Vice: Project Doom (NES review)

Developer: Aicom
Publisher: Sammy
Released: 1991
 

Vice: Project Doom is an action-platformer that blends elements from other genres into its gameplay. 

 
As Quinn Hart, your mission is to investigate the source of a neon gel that's being used by an alien race for nourishment. Although most of the game is an action-platformer, the opening stage sees you driving a car as you shoot enemy vehicles. These stages are fast and frantic, and play more like a vertically scrolling shooter as you blast everything in your way. They could easily be an entire game in their own right and it's fun causing mayhem on the road!
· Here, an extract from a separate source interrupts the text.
PR #579, opened 2026-07-09
fix(container): raise preview-ready timeout from 90s to 300s

davidwkeith:
## Summary
- `waitUntilServing`'s default 90s deadline in `ContainerizationControl.start()` covers `astro dev` becoming ready — but that budget also has to absorb `anglesite-hydrate` rsyncing baked `node_modules` into the freshly-cloned workspace, and the rootfs ext4 is intentionally recreated per start (#59), so every boot pays this in full, not just the first.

The action-platform stages make up the bulk of the levels and at your disposal is a Whip, a .44 Magnum and Grenades. They're a joy to play due to the interesting level design and great controls that compliment the twitch style gameplay. There's tons of enemy types, and each attack in different ways to keep things fresh. Ammo is in limited supply but you never have to worry about using weapons liberally as lots of pick-ups are available. The action is challenging but never punishing, and there's unlimited continues to encourage you to keep playing. The bosses are innovative and each has a distinct, intriguing pattern. Finally, there's the first-person, auto-scrolling stages where you need to defeat enemies as they pop-up. It's similar to the FPS sections in Alien Storm (1991, Mega Drive) with destructible scenery and layers of enemies to create perspective. It plays nicely with a fair difficulty, but the crosshair is a touch too slow and there's no Zapper support. Overall, I wish there were more FPS and driving stages as there's only two each in the entire game! There's also some beautiful cut-scenes that perfectly set the premise for upcoming levels.
 
Vice: Project Doom is a clever mixture of Ninja Gaiden (1989, NES) due to its relentless enemy waves and precision platforming, and Golgo 13: Top Secret Episode (1988, NES) for its diverse gameplay styles and storytelling. It's an ambitious title that succeeds at every turn and manages to pull off the tricky multi-genre approach with ease.
 
 
 
Random trivia: The game featured on the cover of Issue 24 of Nintendo Power magazine.